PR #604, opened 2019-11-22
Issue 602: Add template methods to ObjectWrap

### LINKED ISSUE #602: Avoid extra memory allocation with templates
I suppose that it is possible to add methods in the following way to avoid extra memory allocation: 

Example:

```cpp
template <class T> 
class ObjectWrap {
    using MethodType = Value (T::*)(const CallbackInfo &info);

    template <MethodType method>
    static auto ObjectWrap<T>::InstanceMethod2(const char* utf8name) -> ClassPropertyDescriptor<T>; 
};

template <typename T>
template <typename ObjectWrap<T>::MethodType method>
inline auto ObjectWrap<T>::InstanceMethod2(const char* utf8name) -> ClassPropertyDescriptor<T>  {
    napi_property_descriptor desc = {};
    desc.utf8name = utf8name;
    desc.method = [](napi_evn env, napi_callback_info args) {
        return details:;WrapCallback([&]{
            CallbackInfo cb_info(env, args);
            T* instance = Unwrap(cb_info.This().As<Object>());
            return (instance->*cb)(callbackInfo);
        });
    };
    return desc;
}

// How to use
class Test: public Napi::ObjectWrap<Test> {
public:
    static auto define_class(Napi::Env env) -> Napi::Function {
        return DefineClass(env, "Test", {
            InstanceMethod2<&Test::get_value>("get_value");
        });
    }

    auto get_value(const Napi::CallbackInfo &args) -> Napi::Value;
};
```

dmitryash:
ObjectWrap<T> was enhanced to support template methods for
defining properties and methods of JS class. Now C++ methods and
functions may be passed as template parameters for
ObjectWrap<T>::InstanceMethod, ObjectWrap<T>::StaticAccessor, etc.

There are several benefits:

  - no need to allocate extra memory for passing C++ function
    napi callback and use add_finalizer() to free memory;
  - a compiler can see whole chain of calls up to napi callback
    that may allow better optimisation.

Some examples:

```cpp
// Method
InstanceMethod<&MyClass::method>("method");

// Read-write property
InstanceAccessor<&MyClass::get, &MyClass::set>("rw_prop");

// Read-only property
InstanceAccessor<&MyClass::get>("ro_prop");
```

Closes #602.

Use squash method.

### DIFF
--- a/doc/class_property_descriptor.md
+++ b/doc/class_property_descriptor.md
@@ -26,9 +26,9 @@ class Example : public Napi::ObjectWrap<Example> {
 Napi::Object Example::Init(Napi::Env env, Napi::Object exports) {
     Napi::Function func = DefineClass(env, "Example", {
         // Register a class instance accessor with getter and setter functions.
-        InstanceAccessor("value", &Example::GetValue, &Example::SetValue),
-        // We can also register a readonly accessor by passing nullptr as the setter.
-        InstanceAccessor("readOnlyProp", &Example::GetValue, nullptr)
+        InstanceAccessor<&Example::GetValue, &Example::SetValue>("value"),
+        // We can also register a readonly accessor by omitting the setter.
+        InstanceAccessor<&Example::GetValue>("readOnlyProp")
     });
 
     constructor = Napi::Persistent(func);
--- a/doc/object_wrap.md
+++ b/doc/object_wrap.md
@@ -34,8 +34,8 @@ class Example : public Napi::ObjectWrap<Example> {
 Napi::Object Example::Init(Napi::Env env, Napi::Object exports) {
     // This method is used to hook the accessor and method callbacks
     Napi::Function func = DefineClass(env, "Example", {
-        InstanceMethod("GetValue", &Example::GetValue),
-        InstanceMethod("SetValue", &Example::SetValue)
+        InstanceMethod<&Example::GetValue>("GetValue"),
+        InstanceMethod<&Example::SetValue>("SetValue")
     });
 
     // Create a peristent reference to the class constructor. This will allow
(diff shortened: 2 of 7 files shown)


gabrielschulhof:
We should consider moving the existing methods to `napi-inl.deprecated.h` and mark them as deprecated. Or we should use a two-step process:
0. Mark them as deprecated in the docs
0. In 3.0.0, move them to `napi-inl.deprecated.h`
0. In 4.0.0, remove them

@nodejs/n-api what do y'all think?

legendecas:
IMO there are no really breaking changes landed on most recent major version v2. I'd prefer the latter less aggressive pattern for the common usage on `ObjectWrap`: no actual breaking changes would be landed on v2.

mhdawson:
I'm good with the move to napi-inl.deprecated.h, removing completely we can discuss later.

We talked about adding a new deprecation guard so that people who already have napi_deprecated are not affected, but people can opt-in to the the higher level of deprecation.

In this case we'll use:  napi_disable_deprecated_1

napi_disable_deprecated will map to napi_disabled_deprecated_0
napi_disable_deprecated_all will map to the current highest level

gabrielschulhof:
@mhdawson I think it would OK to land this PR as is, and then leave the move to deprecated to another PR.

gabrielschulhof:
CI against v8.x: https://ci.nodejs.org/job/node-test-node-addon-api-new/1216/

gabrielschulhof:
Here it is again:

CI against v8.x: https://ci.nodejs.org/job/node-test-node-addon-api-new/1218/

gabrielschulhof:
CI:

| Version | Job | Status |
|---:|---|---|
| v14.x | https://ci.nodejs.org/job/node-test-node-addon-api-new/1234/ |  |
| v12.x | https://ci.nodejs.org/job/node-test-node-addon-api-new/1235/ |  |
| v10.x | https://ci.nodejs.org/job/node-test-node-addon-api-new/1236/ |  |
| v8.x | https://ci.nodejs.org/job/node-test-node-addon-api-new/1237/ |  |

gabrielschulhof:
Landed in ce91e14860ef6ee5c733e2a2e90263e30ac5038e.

▸ **What is expected**
Please restate word for word only the lines from the one with "IMO there are" through the final line of the listing above, both of them included.

▸ **Reply**
IMO there are no really breaking changes landed on most recent major version v2. I'd prefer the latter less aggressive pattern for the common usage on `ObjectWrap`: no actual breaking changes would be landed on v2.

mhdawson:
I'm good with the move to napi-inl.deprecated.h, removing completely we can discuss later.

We talked about adding a new deprecation guard so that people who already have napi_deprecated are not affected, but people can opt-in to the the higher level of deprecation.

In this case we'll use:  napi_disable_deprecated_1

napi_disable_deprecated will map to napi_disabled_deprecated_0
napi_disable_deprecated_all will map to the current highest level

gabrielschulhof:
@mhdawson I think it would OK to land this PR as is, and then leave the move to deprecated to another PR.

gabrielschulhof:
CI against v8.x: https://ci.nodejs.org/job/node-test-node-addon-api-new/1216/

gabrielschulhof:
Here it is again:

CI against v8.x: https://ci.nodejs.org/job/node-test-node-addon-api-new/1218/

gabrielschulhof:
CI:

| Version | Job | Status |
|---:|---|---|
| v14.x | https://ci.nodejs.org/job/node-test-node-addon-api-new/1234/ |  |
| v12.x | https://ci.nodejs.org/job/node-test-node-addon-api-new/1235/ |  |
| v10.x | https://ci.nodejs.org/job/node-test-node-addon-api-new/1236/ |  |
| v8.x | https://ci.nodejs.org/job/node-test-node-addon-api-new/1237/ |  |

gabrielschulhof:
Landed in ce91e14860ef6ee5c733e2a2e90263e30ac5038e.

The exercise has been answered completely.